# Data preprocessing

In [18]:
import pandas
import numpy as np
import sklearn.linear_model as lm
from sklearn.model_selection import KFold
from sklearn import preprocessing as pre
import random
import matplotlib.pyplot as plt

## Reading data

In [19]:
housing = pandas.read_csv('./housing.csv')

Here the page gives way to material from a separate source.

PR #7053, opened 2023-10-03
web: package up horizontal elements into their own components

kensternberg-authentik:
# Details

This commit introduces a number of “components.” Jens has this idiom:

## Transform ocean_proximity column to 5 binary-valued columns

In [20]:
housing['1h_ocean'] = [1 if i=='<1H OCEAN' else 0 for i in housing.ocean_proximity.values]
housing['island'] = [1 if i=='ISLAND' else 0 for i in housing.ocean_proximity.values]
housing['inland'] = [1 if i=='INLAND' else 0 for i in housing.ocean_proximity.values]
housing['near_ocean'] = [1 if i=='NEAR OCEAN' else 0 for i in housing.ocean_proximity.values]
housing['near_bay'] = [1 if i=='NEAR BAY' else 0 for i in housing.ocean_proximity.values]
housing.drop(columns=['ocean_proximity'], inplace=True)

## Filling missing data

Missing total_bedroom values are predicted through linear regression with total_rooms values

In [21]:
notna = housing.total_bedrooms.notna()
model = lm.LinearRegression()
model.fit(housing.total_rooms.values[notna].reshape(-1,1), housing.total_bedrooms.values[notna].reshape(-1,1))
isna = housing.total_bedrooms.isna()
missing_bedrooms = model.predict(housing.total_rooms.values[isna].reshape(-1,1))
housing.total_bedrooms.loc[isna] = np.squeeze(missing_bedrooms)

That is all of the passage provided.